Hi! I have a question regarding SHAP-values. I trained a neural network using tensorflow for a multiclass classification. My possible outcomes are 0, 1 and 2. Now I want to derive the variable importance using SHAP-values. My model was trained on scaled (normalized) input features. Before, I was handling the problem as regression and I had non problem calculating the shap-values. When I apply it to my multi-class classification model I always get the error: TypeError: only integer scalar arrays can be converted to a scalar index.
The code I used is:
explainer = shap.Explainer(model.predict, X_train_scaled)
shap_values = explainer(X_test_scaled)
shap.summary_plot(shap_values)
Looking forward for any advise how to adjust the code! Thanks and best regards!
Hi!

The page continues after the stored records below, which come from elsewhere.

PR #1136, opened 2020-01-20
Add pages to redirect users from removed pages

nickcolley:
Simpler approach to solve: https://github.com/alphagov/govuk-design-system/pull/1135

We decided against:

- updating the nginx configuration as we're worried it could break the live site and don't have a staging environment
- using meta refresh or JavaScript to automatically redirect the page as we're not sure the impact it could have on people using assistive technologies.

Content tries to mirror the [Page not found pattern](https://design-system.service.gov.uk/patterns/page-not-found-pages/)

Closes https://github.com/alphagov/govuk-design-system/pull/1135

Closes https://github.com/alphagov/govuk-design-system/issues/536

### DIFF
--- a/views/layouts/layout-redirect.njk
+++ b/views/layouts/layout-redirect.njk
@@ -1,0 +1,15 @@
+{% extends "layout-single-page.njk" %}
+
+{% set contents %}
+<div class="govuk-grid-row">
+  <div class="govuk-grid-column-two-thirds">
+    <h1 class="govuk-heading-xl">This page has been archived</h1>
+    <p class="govuk-body">
+        You can view the up to date information about
+        <a class="govuk-link" href="{{ destination }}">{{ title }}</a>.
+    </p>
+  </div>
+</div>
+{% endset %}
+
+{% set title = title + ' page has been archived' %}
--- a/views/layouts/layout-redirect.njk
+++ b/views/layouts/layout-redirect.njk
@@ -1,5 +1,11 @@
 {% extends "layout-single-page.njk" %}
 
+{% block head %}
+  {{ super() }}
+  {# Make sure redirect pages are not indexed by search engines #}
+  <meta name="robots" content="noindex">
+{% endblock %}
+
 {% set contents %}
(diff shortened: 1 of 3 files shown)


36degrees:
I wonder if we could add a new layout that takes care of setting everything, and try and get to the point where we can just set the frontmatter:

```
---
layout: redirect
destination: /wherever
---
```

That way if we want to change the approach in the future we only have to change the layout.

Thoughts?

nickcolley:
@36degrees updated with some changes based on your feedback

views/layouts/layout-redirect.njk
```diff
@@ -0,0 +1,20 @@
+---
+layout: layout-single-page.njk
+ignore_in_sitemap: true
```
36degrees: Unfortunately it doesn't look like this gets merged into the frontmatter for the page – the cookies page still appears in the sitemap

views/layouts/layout-redirect.njk
```diff
@@ -0,0 +1,20 @@
...
+---
+
+{% set title = title + ' page has moved' %}
```
36degrees: Can we add a `<meta name="robots" content="noindex">` to the `<head>` for redirected pages?

m-green:
Do we need two slightly different messages depending on what's changed? Something like:

1. "The content has moved to the [privacy policy](https://design-system.service.gov.uk/privacy-policy/) page." - for when the content has been merged into another page
2. "The page has moved to https://design-system.service.gov.uk/privacy-policy/" - for when the page itself has changed url

StephenGill:
@m-green and I talked about this - let's go with this: https://docs.google.com/document/d/16T7tqiEWfek6xIfsi9L0X5seuTOsE6j1UPo1Q_OxqFI/edit

36degrees:
Could still do with adding `noindex` tags on these pages – they're in the Netlify preview because we `noindex` the entire site for previews.

nickcolley:
@36degrees ah right that's where I was confused...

Thank you for your reply! I tried your approach and now I get the following error: AssertionError: The shape of the shap_values matrix does not match the shape of the provided data matrix.

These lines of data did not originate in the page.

Issue #1128, opened 2020-01-15
Add guidance to the text input component to help users understand when to use input type="number"


36degrees:
## What

Add guidance to help users understand when it's appropriate to use `input type="number"`

## Why

We have a lot of research that shows that `input type="number"` can be problematic and we believe that it should only be used in very specific contexts.

## Done when…

- [x] We understand whether there are valid use cases for using `input type="number"` that outweigh the negatives (usability and accessibility issues)
- [x] We've drafted guidance to add to the Design System to help users understand when they should use it; when not; and what they should use instead
- [ ] We've updated the html and nunjucks examples
- [ ] Guidance 2i'd
- [ ] Guidance published
- [ ] Old url retired and redirected

StephenGill:
Suggested update to text-input guidance here: https://docs.google.com/document/d/1waXRg1DrwZgMVEQJkjLyNQ2bK5beatTcZPRxNekETtI/edit

Needs a review for accuracy from @hannalaakso

hannalaakso:
Thanks @StephenGill this is a great start! There's a lot to talk about when it comes to `type="number"` so maybe we should write the blog post first and then distil this content from there...

PR #1144, opened 2020-01-28
Add guidance on how to ask users for numbers

hannalaakso:
This PR:
- Adds guidance on asking users for numbers
- Adds a code example
- Updates the bank details pattern to use the [new number input API](https://github.com/alphagov/govuk-frontend/pull/1527)

Fixes https://github.com/alphagov/govuk-design-system/issues/1128

### DIFF
--- a/src/components/text-input/index.md.njk
+++ b/src/components/text-input/index.md.njk
@@ -59,6 +59,18 @@ Fluid width inputs will resize with the viewport.
 
 {{ example({group: "components", item: "text-input", example: "input-fluid-width", html: true, nunjucks: true, open: false, size: "xl"}) }}
 
+### Numbers
+
+If it’s likely that the user will need to enter a number and you want to bring up the numeric keypad on a mobile device, set the `inputmode` attribute to `numeric` and the `pattern` attribute to `[0-9]*`. See how to do this in the HTML and Nunjucks tabs in the following example.
+
+
+Do not use `<input type=”number”>` unless your user research shows that there’s a need for it. With `<input type=”number”>` there’s a risk of users accidentally incrementing a number when they’re trying to do something else - for example, scroll up or down the page. And if the user tries to enter something that’s not a number, there’s no explicit feedback about what they’re doing wrong.
+
+There are specific patterns for:
+
+- [dates](/patterns/dates/)
+- [telephone numbers](/patterns/telephone-numbers/)
+
 ### Hint text
 
 Use hint for help that’s relevant to the majority of users, like how their information will be used, or where to find it.
--- a/src/components/text-input/index.md.njk
+++ b/src/components/text-input/index.md.njk
@@ -63,6 +63,7 @@ Fluid width inputs will resize with the viewport.
 
 If it’s likely that the user will need to enter a number and you want to bring up the numeric keypad on a mobile device, set the `inputmode` attribute to `numeric` and the `pattern` attribute to `[0-9]*`. See how to do this in the HTML and Nunjucks tabs in the following example.
 
+{{ example({group: "components", item: "text-input", example: "number-input", html: true, nunjucks: true, open: false, size: "m"}) }}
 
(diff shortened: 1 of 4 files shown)


src/components/text-input/index.md.njk
```diff
@@ -59,6 +59,19 @@ Fluid width inputs will resize with the viewport.
 
 {{ example({group: "components", item: "text-input", example: "input-fluid-width", html: true, nunjucks: true, open: false, size: "xl"}) }}
 
+### Numbers
+
+If it’s likely that the user will need to enter a number and you want to bring up the numeric keypad on a mobile device, use the following approach:
```
hannalaakso: @StephenGill Following the example of the [autocomplete section](https://design-system.service.gov.uk/components/text-input/#use-the-autocomplete-attribute), I wonder if this should be something like:
> To enable the numeric keypad, set the `input` attribute to `numeric` and the `pattern` attribute to `[0-9]*`. See how to do this in the HTML and Nunjucks tabs in the following example.

Since we display the code snippet for `input type=”number”` further down it probably makes sense to call out the attributes here too for doing it correctly.

src/components/text-input/index.md.njk
```diff
@@ -59,6 +59,19 @@ Fluid width inputs will resize with the viewport.
...
+
+{{ example({group: "components", item: "text-input", example: "number-input", html: true, nunjucks: true, open: false, size: "m"}) }}
+
+Avoid using `input type=”number”` unless your user research shows that there’s a need for it. With `input type=”number”` there’s a risk of users accidentally incrementing a number when trying to navigate between page elements. And if the user tries to enter something that’s not a number, there’s no explicit feedback about what they’re doing wrong.
```
adamsilver: How about ‘Do not use’ instead of ‘Avoid using’ as it's stronger/clearer?

StephenGill:
LGTM 👍

src/components/text-input/index.md.njk
adamsilver: Also, I think users will want to know why navigating between page elements can cause this problem to occur. Can you elaborate here?

StephenGill:
Thanks everyone. Suggest the following -

### Numbers

If it’s likely that the user will need to enter a number and you want to bring up the numeric keypad on a mobile device, set the input attribute to numeric and the pattern attribute to [0-9]*. 

See how to do this in the HTML and Nunjucks tabs in the following example.

{{ example({group: "components", item: "text-input", example: "number-input", html: true, nunjucks: true, open: false, size: "m"}) }}

Do not use `input type=”number”` unless your user research shows that there’s a need for it. With `input type=”number”` there’s a risk of users accidentally incrementing a number when they’re trying to do something else - for example, scroll up or down the page.

And if the user tries to enter something that’s not a number, there’s no explicit feedback about what they’re doing wrong.

There are specific patterns for:

- [dates](/patterns/dates/)
- [telephone numbers](/patterns/telephone-numbers/)

hannalaakso:
Looks great @StephenGill. I'll just wait to see if @36degrees and @adamsilver have any feedback.

src/components/text-input/index.md.njk
```diff
@@ -59,6 +59,19 @@ Fluid width inputs will resize with the viewport.
 
 {{ example({group: "components", item: "text-input", example: "input-fluid-width", html: true, nunjucks: true, open: false, size: "xl"}) }}
 
+### Numbers
+
+If it’s likely that the user will need to enter a number and you want to bring up the numeric keypad on a mobile device, set the `inputmode` attribute to `numeric` and the `pattern` attribute to `[0-9]*`. See how to do this in the HTML and Nunjucks tabs in the following example.
```
36degrees: I don't think we point people at examples like this elsewhere ("See how to do this in the HTML and Nunjucks tabs in the following example") – is it required?

hannalaakso: @36degrees We do it in the [`autocomplete` example](https://design-system.service.gov.uk/components/text-input/#use-the-autocomplete-attribute) which is where we took the wording from.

Any advice why this happens? X_test_scaled and X_traing_scaled are both numpy arrays
you are getting this error because of the issue with shap values gives shape of dimension and object type. So make sure your data is of all same class.
For the assertion error to resolve, please refer below link to do the corrections link
Based on previous type error, which explains that if your x_train is a list and you are using numpy array to index out a list data type, so that throws type error.
So make sure first convert your data to array form
something like
np.array(X_train)[indices.astype(int)]
Hope this helps!! Your main issue is your data type is not of same data type, i.e. int, float, complex.